■ **RECORDS FOR PROCESSING**:
PR #376, opened 2025-06-03
Fee-Market hash locking logic

andreiblt1304:
Added hash-locking for the endpoints that will be used after the completion of the sovereign setup phase. The endpoints modified are: `distribute_fees`, `set_fee`, `remove_fee`. For the latter 2, there was a copy added to be used during the setup-phase.

Now each endpoint includes `hash_of_hashes` as parameter, the ability to lock the hash of the current operation, emit failed or confirmation events and remove the executed hash from the header-verifier SC.

### DIFF
--- a/fee-market/src/subtract_fee.rs
+++ b/fee-market/src/subtract_fee.rs
@@ -115,17 +115,18 @@ pub trait SubtractFeeModule:
 
     #[payable("*")]
     #[endpoint(subtractFee)]
-    fn subtract_fee(&self, fee_context: FeeContext<Self::Api>) -> FinalPayment<Self::Api> {
+    fn subtract_fee(
+        &self,
+        original_caller: ManagedAddress,
+        total_transfers: usize,
+        opt_gas_limit: OptionalValue<GasLimit>,
+    ) -> FinalPayment<Self::Api> {
         self.require_caller_esdt_safe();
 
         let caller = self.blockchain().get_caller();
         let payment = self.call_value().single_esdt().clone();
 
-        if !self.is_fee_enabled()
-            || self
-                .users_whitelist()
-                .contains(&fee_context.original_caller)
-        {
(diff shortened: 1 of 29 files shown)


sergiuosvat (approved):

fee-market/src/subtract_fee.rs
```diff
@@ -18,6 +19,8 @@ pub trait SubtractFeeModule:
     + crate::fee_common::CommonFeeModule
     + crate::price_aggregator::PriceAggregatorModule
     + utils::UtilsModule
+    + setup_phase::SetupPhaseModule
+    + events::EventsModule
 {
     #[only_owner]
```
axenteoctavian, line 25: Not needed

fee-market/tests/fee_market_blackbox_test.rs
```diff
@@ -40,25 +55,638 @@ fn test_set_fee_wrong_params() {
...
+        .deploy_header_verifier(vec![ScArray::FeeMarket, ScArray::ChainConfig]);
 
-    state.set_fee(SECOND_TEST_TOKEN, "Fixed", Some(INVALID_FEE));
+    let fee = FeeStruct {
+        base_token: FIRST_TEST_TOKEN.to_token_identifier(),
+        fee_type: FeeType::None,
+    };
 
-    state.set_fee(FIRST_TEST_TOKEN, "AnyTokenWrong", Some(INVALID_TOKEN_ID));
+    state.set_fee(&ManagedBuffer::new(), &fee, Some(CALLER_NOT_OWNER), None);
```
axenteoctavian, line 100: This should be `SETUP_PHASE_NOT_COMPLETED` (after you remove only_owner for the function)

axenteoctavian: Applicable for other tests below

■ **EXERCISE DETAILS**: Reproduce the records above in full, without altering a single character.

■ **ANSWER**:
PR #376, opened 2025-06-03
Fee-Market hash locking logic

andreiblt1304:
Added hash-locking for the endpoints that will be used after the completion of the sovereign setup phase. The endpoints modified are: `distribute_fees`, `set_fee`, `remove_fee`. For the latter 2, there was a copy added to be used during the setup-phase.

Now each endpoint includes `hash_of_hashes` as parameter, the ability to lock the hash of the current operation, emit failed or confirmation events and remove the executed hash from the header-verifier SC.

### DIFF
--- a/fee-market/src/subtract_fee.rs
+++ b/fee-market/src/subtract_fee.rs
@@ -115,17 +115,18 @@ pub trait SubtractFeeModule:
 
     #[payable("*")]
     #[endpoint(subtractFee)]
-    fn subtract_fee(&self, fee_context: FeeContext<Self::Api>) -> FinalPayment<Self::Api> {
+    fn subtract_fee(
+        &self,
+        original_caller: ManagedAddress,
+        total_transfers: usize,
+        opt_gas_limit: OptionalValue<GasLimit>,
+    ) -> FinalPayment<Self::Api> {
         self.require_caller_esdt_safe();
 
         let caller = self.blockchain().get_caller();
         let payment = self.call_value().single_esdt().clone();
 
-        if !self.is_fee_enabled()
-            || self
-                .users_whitelist()
-                .contains(&fee_context.original_caller)
-        {
(diff shortened: 1 of 29 files shown)


sergiuosvat (approved):

fee-market/src/subtract_fee.rs
```diff
@@ -18,6 +19,8 @@ pub trait SubtractFeeModule:
     + crate::fee_common::CommonFeeModule
     + crate::price_aggregator::PriceAggregatorModule
     + utils::UtilsModule
+    + setup_phase::SetupPhaseModule
+    + events::EventsModule
 {
     #[only_owner]
```
axenteoctavian, line 25: Not needed

fee-market/tests/fee_market_blackbox_test.rs
```diff
@@ -40,25 +55,638 @@ fn test_set_fee_wrong_params() {
...
+        .deploy_header_verifier(vec![ScArray::FeeMarket, ScArray::ChainConfig]);
 
-    state.set_fee(SECOND_TEST_TOKEN, "Fixed", Some(INVALID_FEE));
+    let fee = FeeStruct {
+        base_token: FIRST_TEST_TOKEN.to_token_identifier(),
+        fee_type: FeeType::None,
+    };
 
-    state.set_fee(FIRST_TEST_TOKEN, "AnyTokenWrong", Some(INVALID_TOKEN_ID));
+    state.set_fee(&ManagedBuffer::new(), &fee, Some(CALLER_NOT_OWNER), None);
```
axenteoctavian, line 100: This should be `SETUP_PHASE_NOT_COMPLETED` (after you remove only_owner for the function)

axenteoctavian: Applicable for other tests below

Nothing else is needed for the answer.